== MATERIAL FOR THIS TASK ==
PR #1958, opened 2021-11-04
Replace out instances of `RateLimiter.create(rate, Duration.ZERO)`

carterkozak:
==COMMIT_MSG==
Replace out instances of `RateLimiter.create(rate, Duration.ZERO)` which do not rate limit at all. See https://github.com/google/guava/issues/2730
==COMMIT_MSG==

### DIFF
--- a/baseline-error-prone/src/test/java/com/palantir/baseline/errorprone/ZeroWarmupRateLimiterTest.java
+++ b/baseline-error-prone/src/test/java/com/palantir/baseline/errorprone/ZeroWarmupRateLimiterTest.java
@@ -1,0 +1,87 @@
+/*
+ * (c) Copyright 2021 Palantir Technologies Inc. All rights reserved.
+ *
+ * Licensed under the Apache License, Version 2.0 (the "License");
+ * you may not use this file except in compliance with the License.
+ * You may obtain a copy of the License at
+ *
+ *     http://www.apache.org/licenses/LICENSE-2.0
+ *
+ * Unless required by applicable law or agreed to in writing, software
+ * distributed under the License is distributed on an "AS IS" BASIS,
+ * WITHOUT WARRANTIES OR CONDITIONS OF ANY KIND, either express or implied.
+ * See the License for the specific language governing permissions and
+ * limitations under the License.
+ */
+
+package com.palantir.baseline.errorprone;
+
+import org.junit.jupiter.api.Test;
+
+class ZeroWarmupRateLimiterTest {
+
+    @Test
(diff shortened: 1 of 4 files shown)


baseline-error-prone/src/test/java/com/palantir/baseline/errorprone/ZeroWarmupRateLimiterTest.java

== REQUIRED ACTION ==
Make an exact transcription of the entries.

== ANSWER ==
PR #1958, opened 2021-11-04
Replace out instances of `RateLimiter.create(rate, Duration.ZERO)`

carterkozak:
==COMMIT_MSG==
Replace out instances of `RateLimiter.create(rate, Duration.ZERO)` which do not rate limit at all. See https://github.com/google/guava/issues/2730
==COMMIT_MSG==

### DIFF
--- a/baseline-error-prone/src/test/java/com/palantir/baseline/errorprone/ZeroWarmupRateLimiterTest.java
+++ b/baseline-error-prone/src/test/java/com/palantir/baseline/errorprone/ZeroWarmupRateLimiterTest.java
@@ -1,0 +1,87 @@
+/*
+ * (c) Copyright 2021 Palantir Technologies Inc. All rights reserved.
+ *
+ * Licensed under the Apache License, Version 2.0 (the "License");
+ * you may not use this file except in compliance with the License.
+ * You may obtain a copy of the License at
+ *
+ *     http://www.apache.org/licenses/LICENSE-2.0
+ *
+ * Unless required by applicable law or agreed to in writing, software
+ * distributed under the License is distributed on an "AS IS" BASIS,
+ * WITHOUT WARRANTIES OR CONDITIONS OF ANY KIND, either express or implied.
+ * See the License for the specific language governing permissions and
+ * limitations under the License.
+ */
+
+package com.palantir.baseline.errorprone;
+
+import org.junit.jupiter.api.Test;
+
+class ZeroWarmupRateLimiterTest {
+
+    @Test
(diff shortened: 1 of 4 files shown)


baseline-error-prone/src/test/java/com/palantir/baseline/errorprone/ZeroWarmupRateLimiterTest.java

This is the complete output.